Locate every line in the records below that holds the word "case" and return each one.

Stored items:
-- -- --

PR #689, opened 2019-10-08
feat: auto reload a Prism instance when the doc changes

### LINKED ISSUE #673: Reload Mock Server on Change
**User story.**
As a developer, I can use my most up-to-date document for mocking without restarting the server, so that I can get quick feedback on my changes and work through changes iteratively.

When working with developers new to Prism or API mocking in general, I've found they expect the server to automatically use their changes. However, they have to restart the server. Loading new changes automatically is something they expect.

It also comes up later when someone makes a change and forgets to restart.

I'd like to see the mock server reloaded automatically. I'd like for the terminal to show it's been reloaded. We can use something like `nodemon` to handle this, but that's not what people are expecting.

lag-of-death:
## Checklist

_feature_

HTTP server that Prism uses is now shut down and restarted when the doc it was loaded with is changed. 

Closes #673


lag-of-death:
@XVincentX, this implementation:
- was confined to the CLI
- used chokidar
- allows for reacting only on **changes** in the document a Prism instance was loaded with
- was tested against both the binary and against `run cli` "mode" (and for both, single and multi-process Prism was tested)

I haven't added a changelog line nor did I update the docs. Happy to hear your thoughts

docs/guides/cli.md
```diff
@@ -35,6 +35,12 @@ Connection: keep-alive
 
 Responses will be mocked using realistic data that conforms to the type in the description.
 
+### Auto-reloading
+
+Prism watches for changes made to a document it was loaded with.
+When they happen, Prism restarts its HTTP server to reflect changes to operations.
```
XVincentX: Can we also explicit what happens if the target (modified) document is incorrect?

packages/cli/src/index.ts
```diff
@@ -3,7 +3,8 @@
 import * as yargs from 'yargs';
 import mockCommand from './commands/mock';
 
-const _v = yargs
+// tslint:disable-next-line:no-unused-expression
```
XVincentX: I'd rather leave it, if you do not mind.

packages/cli/src/util/createServer.ts
```diff
@@ -48,7 +50,39 @@ export async function createSingleProcessPrism(options: CreatePrismOptions) {
...
+  const watcher = chokidar.watch(spec);
+
+  let server = await createFastifyServerWithLogger(options, logInstance);
+
+  watcher.on('change', () => {
+    logInstance.start('Restarting Prism…');
+
+    server.fastify
+      .close()
+      .then(() => getHttpOperationsFromResource(spec))
```
XVincentX: I think we should try to load the operations first, so that in case we cannot correctly parse them we can just stop processing this and be like "Yeah something is wrong so we're going to keep the server running with the original file.

packages/cli/src/util/createServer.ts
```diff
@@ -48,7 +50,39 @@ export async function createSingleProcessPrism(options: CreatePrismOptions) {
...
+      .then(operations => {
+        if (operations.length === 0) {
+          logInstance.note('No operations found in the current file. Loading the document from the initial load.');
+
+          return createFastifyServerWithLogger(options, logInstance);
+        } else {
+          return createFastifyServerWithLogger({ ...options, operations }, logInstance);
+        }
+      })
+      .then(newServer => {
```
XVincentX: One line! 
```suggestion
      .then(newServer => server = newServer)
```

packages/cli/src/commands/mock.ts
```diff
@@ -57,15 +57,24 @@ const mockCommand: CommandModule = {
...
+      operations,
+      spec,
+    } = (parsedArgs as unknown) as CreatePrismOptions & {
       multiprocess: boolean;
+      spec: string;
     };
 
     if (multiprocess) {
-      return createMultiProcessPrism({ cors, dynamic, port, host, operations });
+      return createMultiProcessPrism({ cors, dynamic, port, host, operations, spec });
```
XVincentX: Ok I understand why you're sending the spec down here; I think we could probably move the chokidar part in this part of the file so we can simply call this function again?

packages/cli/src/util/runner.ts
```diff
@@ -0,0 +1,38 @@
+import { getHttpOperationsFromResource } from '@stoplight/prism-http';
+import { IPrismHttpServer } from '@stoplight/prism-http-server/src/types';
+import * as chokidar from 'chokidar';
+import { CreatePrismOptions } from './createServer';
+
+export function runPrism(createPrism: Function, options: CreatePrismOptions, spec: string) {
+  return createPrism(options).then((server: IPrismHttpServer) => {
+    if (server) {
+      const watcher = chokidar.watch(spec, { awaitWriteFinish: { stabilityThreshold: 500, pollInterval: 100 } });
```
lag-of-death: `awaitWriteFinish` was needed because sometimes `fs.readFileSync(file, { encoding: 'utf8' })` (https://github.com/stoplightio/prism/blob/dbe60ed1a1b7cd62a6778dbe70d18913c6f8e14d/packages/http/src/getHttpOperations.ts#L24) would give back an empty string, so, most probably the file was being accessed in the middle of it being saved

packages/cli/src/util/runner.ts
```diff
@@ -0,0 +1,38 @@
+import { getHttpOperationsFromResource } from '@stoplight/prism-http';
+import { IPrismHttpServer } from '@stoplight/prism-http-server/src/types';
+import * as chokidar from 'chokidar';
+import { CreatePrismOptions } from './createServer';
+
+export function runPrism(createPrism: Function, options: CreatePrismOptions, spec: string) {
+  return createPrism(options).then((server: IPrismHttpServer) => {
+    if (server) {
```
lag-of-death: this check is needed because `server` is only returned by the fork https://github.com/stoplightio/prism/blob/5c7a6958275f9b838593821654a9348834172223/packages/cli/src/util/createServer.ts#L29

docs/guides/cli.md
XVincentX: FYI — In markdown you need to use two new lines to make an actual new line :trollface: 

This is how the docs look like at the moment: 

image

packages/cli/src/util/runner.ts
XVincentX: We also need to set the `ignoreInitial` to true, otherwise we get a reload event just when we loaded the file for the first time.

```suggestion
      const watcher = chokidar.watch(spec, { ignoreInitial:true, awaitWriteFinish: { stabilityThreshold: 500, pollInterval: 100 } });
```

Or what we could do (and it would be probably more correct) — we keep the flag to false and we remove the first "automatic" loading we're doing in yargs and we treat the first loading as a reload event as well. What do you think @lag-of-death ?

packages/cli/src/util/runner.ts
```diff
@@ -0,0 +1,38 @@
+import { getHttpOperationsFromResource } from '@stoplight/prism-http';
+import { IPrismHttpServer } from '@stoplight/prism-http-server/src/types';
+import * as chokidar from 'chokidar';
+import { CreatePrismOptions } from './createServer';
+
+export function runPrism(createPrism: Function, options: CreatePrismOptions, spec: string) {
```
XVincentX: This function has some inconsistencies. Sometimes you use `async/await` and sometimes you go with the `Promises`. I do not mind which one you prefer, but pick one and keep using it for the whole flow.

packages/cli/src/util/runner.ts
```diff
@@ -0,0 +1,38 @@
...
+  return createPrism(options).then((server: IPrismHttpServer) => {
+    if (server) {
+      const watcher = chokidar.watch(spec, { awaitWriteFinish: { stabilityThreshold: 500, pollInterval: 100 } });
+
+      watcher.on('change', () => {
+        server.fastify.log.info('Restarting Prism...');
```
XVincentX: Do not use the logger in the fastify server — this one shouldn't be touched at all. Just import `signale` in this file and log the things directly.

packages/cli/src/commands/mock.ts
```diff
@@ -57,15 +58,23 @@ const mockCommand: CommandModule = {
...
     };
 
-    if (multiprocess) {
-      return createMultiProcessPrism({ cors, dynamic, port, host, operations });
-    }
+    const createPrism = multiprocess ? createMultiProcessPrism : createSingleProcessPrism;
+    const options = { cors, dynamic, port, host, operations };
 
-    return createSingleProcessPrism({ cors, dynamic, port, host, operations });
+    return runPrism(createPrism, options, spec);
```
XVincentX:
```suggestion
    return runPrismAndSetupWatcher(createPrism, options, spec);
```

or anything that gives the idea of what's going on.

packages/cli/src/util/runner.ts
lag-of-death: @XVincentX, hm.. I think that https://github.com/stoplightio/prism/blob/38f1acfa8f2907a2d41b6d47ad84a48b02054025/packages/cli/src/util/runner.ts#L11 is the answer. `change` is the only event I listen to. I think that's all we need here. In case someone deletes the file, then we don't do a thing and keep the Prism running

docs/guides/cli.md
lag-of-death: It was intended ;> Just added line breaks so that if you read it in a text/code editor, you have them :)

packages/cli/src/util/runner.ts
```diff
@@ -12,25 +12,28 @@ export function runPrismAndSetupWatcher(createPrism: Function, options: CreatePr
...
+          .then(operations => {
             if (operations.length === 0) {
               server.fastify.log.info(
                 'No operations found in the current file, continuing with the previously loaded spec.',
               );
             } else {
-              await server.fastify.close();
+              return server.fastify.close()
+                .then(() => {
+                  server.fastify.log.info('Loading the updated operations...');
```
XVincentX: Let's try to limit the indentation and leverage the chaining

```ts
export function runPrismAndSetupWatcher(createPrism: Function, options: CreatePrismOptions, spec: string) {
  return createPrism(options).then((server: IPrismHttpServer) => {
    if (server) {
      const watcher = chokidar.watch(spec, { awaitWriteFinish: { stabilityThreshold: 500, pollInterval: 100 } });

      watcher.on('change', () => {
        server.fastify.log.info('Restarting Prism...');

        getHttpOperationsFromResource(spec)
          .then(operations => {
            if (operations.length === 0) {
              server.fastify.log.info(
                'No operations found in the current file, continuing with the previously loaded spec.',
              );
            } else {
              return server.fastify.close().then(() => operations);
            }
          }).then(operations => {
            server.fastify.log.info('Loading the updated operations...');

            return createPrism({ ...options, operations });
          })
          .then(newServer => server = newServer)
          .catch(() => {
            server.fastify.log.info('Something went terribly wrong, trying to start Prism with the original document.');

            return server.fastify
              .close()
              .then(() => createPrism(options))
              .catch(() => process.exit(1))
          });
      });
    }
  });
}
```

docs/guides/cli.md
XVincentX: Can we break this in at least two small paragraphs?

packages/cli/src/util/runner.ts
lag-of-death: hm.. @XVincentX, I think this won't work because of:
```
if (operations.length === 0) {
  server.fastify.log.info(
    'No operations found in the current file, continuing with the previously loaded spec.',
  );
}
```
so then, in `}).then(operations => {`, `operations` is undefined

docs/guides/cli.md
lag-of-death: Broke it into two paragraphs. The first one is about the fact Prism now has hot-reloading and the second one is about when Prism is not gonna auto-reload.

packages/cli/src/util/runner.ts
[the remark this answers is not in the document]
lag-of-death: with this solution, I was getting `Object is possibly 'undefined'` in line `server.fastify.log.info('Restarting Prism...');`, I added `CreatePrism` type though

packages/cli/src/util/runner.ts
```diff
@@ -0,0 +1,43 @@
...
+
+type CreatePrism = (options: CreatePrismOptions) => Promise<IPrismHttpServer | undefined>;
+
+export function runPrismAndSetupWatcher(createPrism: CreatePrism, options: CreatePrismOptions, spec: string) {
+  return createPrism(options).then(server => {
+    if (server) {
+      const watcher = chokidar.watch(spec, { awaitWriteFinish: { stabilityThreshold: 500, pollInterval: 100 } });
+
+      watcher.on('change', () => {
+        server!.fastify.log.info('Restarting Prism...');
```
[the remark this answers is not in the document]
XVincentX: This is because the reference could change by the time this even triggers. You can avoid this by using another variable and write

`const s = server;` and use this one

PR #694, opened 2019-10-09
chore: using ref-resolvers from separate package

StefanDywersant:
## Checklist

_You can also link to an open issue here for all the info._

_What changes might users need to make in their application due to this PR?_


packages/http/src/getHttpOperations.ts
```diff
@@ -1,12 +1,25 @@
...
+
+const httpAndFileResolver = new Resolver({
+  resolvers: {
+    https: { resolve: resolveHttp },
+    http: { resolve: resolveHttp },
+    file: { resolve: resolveFile },
+  },
+  parseResolveResult: async opts => {
+    opts.result = parse(opts.result);
+    return opts;
```
lag-of-death:
```suggestion
    return { ...opts, result: parse(opts.result) };
```

lag-of-death:
@StefanDywersant, you can grab that chance and get rid of the mutation! ;)

packages/http/package.json
```diff
@@ -17,6 +17,7 @@
   },
   "dependencies": {
     "@stoplight/prism-core": "^3.1.1",
+    "@stoplight/ref-resolvers": "^1.0.2",
```
XVincentX: Hmm, the json-ref-resolver should probably be next to the ref-resolvers package; if not, something is wrong. Can you check it out?

yarn.lock
```diff
@@ -3980,9 +3997,9 @@ ignore@^5.1.1:
   integrity sha512-vdqWBp7MyzdmHkkRWV5nY+PfGRbYbahfuvsBCh277tq+w9zyNi7h5CYJCK0kmzti9kU+O/cB7sE8HvKv6aXAKQ==
 
 immer@^3.2.0:
-  version "3.2.0"
-  resolved "https://registry.yarnpkg.com/immer/-/immer-3.2.0.tgz#53686471e9dd2b070e0fb5500c6fdecd3a99375f"
-  integrity sha512-+a2R8z9eELHst6aht++nzVzJ8LJ+Hsg49qttfg9Kc/vmoxEdPXw5/rV6+4DYWGgnq+B36KbLr4OTaGtS9mDjtg==
+  version "3.3.0"
```
XVincentX: Where is this update coming from?

packages/http/src/getHttpOperations.ts
StefanDywersant: Scout approach, fixed! :)

yarn.lock
```diff
@@ -1179,7 +1179,17 @@
...
+  version "3.1.2"
+  resolved "https://registry.yarnpkg.com/@stoplight/json/-/json-3.1.2.tgz#ae89d1974f0b6f8bc5778f792aeed4664c95ec62"
+  integrity sha512-7zt0zCN94m90X1sL7FrD7jXhPtkIup07MyG/00sELVrCvzb2wgNaiE+x2N7WSbk3Z0wS08e8B6kow81GQY+Isw==
+  dependencies:
+    "@stoplight/types" "^11.0.0"
+    jsonc-parser "~2.1.1"
+    lodash "^4.17.15"
+    safe-stable-stringify "^1.1"
+
+"@stoplight/json@^3.1.1":
```
XVincentX: These can probably be the same version

yarn.lock
```diff
@@ -1189,6 +1199,13 @@
     lodash "^4.17.15"
     safe-stable-stringify "^1.1"
```
XVincentX: You can get rid of this.

packages/http/package.json
StefanDywersant: Good spot. I moved `json-ref-resolver` to http package where it is actually used.

StefanDywersant: Oh, the same applies to yaml package.

XVincentX: Fix them all 🚎

yarn.lock
```diff
@@ -1179,7 +1179,17 @@
     urijs "~1.19.1"
     vscode-uri "^2.0.3"
 
-"@stoplight/json@^3.1.0", "@stoplight/json@^3.1.1":
+"@stoplight/json@^3.1.0":
```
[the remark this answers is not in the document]
StefanDywersant: 👍

yarn.lock
StefanDywersant: 👍

PR #695, opened 2019-10-10
Switch to ESLint

XVincentX:
Remove TSLint (deprecated) for ESLint.

I've enabled ESLint rules as well and I've fixed some of the warnings we were receiving. Also, some recommended ESLint rules for TypeScript have been disabled, but the aim it so enable them back with the passing of the time opportunistically.


packages/http/src/resolvers/http-and-file.ts
```diff
@@ -22,8 +22,8 @@ export const httpAndFileResolver = new Resolver({
     },
   },
 
-  parseResolveResult: async opts => {
+  parseResolveResult: opts => {
```
philsturgeon: would we not want async and await instead of the Promise.resolve() ?

XVincentX: Normally yes; the thing is this is a false async function, so there's never going to be an await; this is the reason ESLint is complaining.

I'm ok removing the rule if bothers the team though, I'm not opinionated on this one.

packages/http/src/forwarder/index.ts
```diff
@@ -12,7 +12,7 @@ const { version: prismVersion } = require('../../package.json');
 const forward: IPrismComponents<IHttpOperation, IHttpRequest, IHttpResponse, IHttpConfig>['forward'] = (
   resource: IHttpOperation,
   input: IHttpRequest,
-  timeout: number = 0,
```
lag-of-death: hm.. ? why remove this?

packages/http/src/router/__tests__/utils.ts
```diff
@@ -9,11 +9,11 @@ export function pickOneHttpMethod(): HttpMethod {
   return chance.pickone(httpMethods);
 }
 
-export function pickSetOfHttpMethods(count: number = 2): HttpMethod[] {
+export function pickSetOfHttpMethods(count = 2): HttpMethod[] {
```
lag-of-death: hm.. so this is in the spirit of `prefer inference over explicitness` kinda thing?

lag-of-death:
@XVincentX, looks ok, you might consider https://eslint.org/docs/rules/curly though ;)

packages/http/src/forwarder/index.ts
XVincentX: This is an automatic fix of ESLint, I guess for some reason decided that inferred arguments are better. Will see if I can revert this.

packages/http/src/router/__tests__/utils.ts
XVincentX: Apparently so — I'm kind of ok here, it's a number and it's pretty clear it's a number.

-- -- --

## Your response
XVincentX: I think we should try to load the operations first, so that in case we cannot correctly parse them we can just stop processing this and be like "Yeah something is wrong so we're going to keep the server running with the original file.
lag-of-death: @XVincentX, hm.. I think that https://github.com/stoplightio/prism/blob/38f1acfa8f2907a2d41b6d47ad84a48b02054025/packages/cli/src/util/runner.ts#L11 is the answer. `change` is the only event I listen to. I think that's all we need here. In case someone deletes the file, then we don't do a thing and keep the Prism running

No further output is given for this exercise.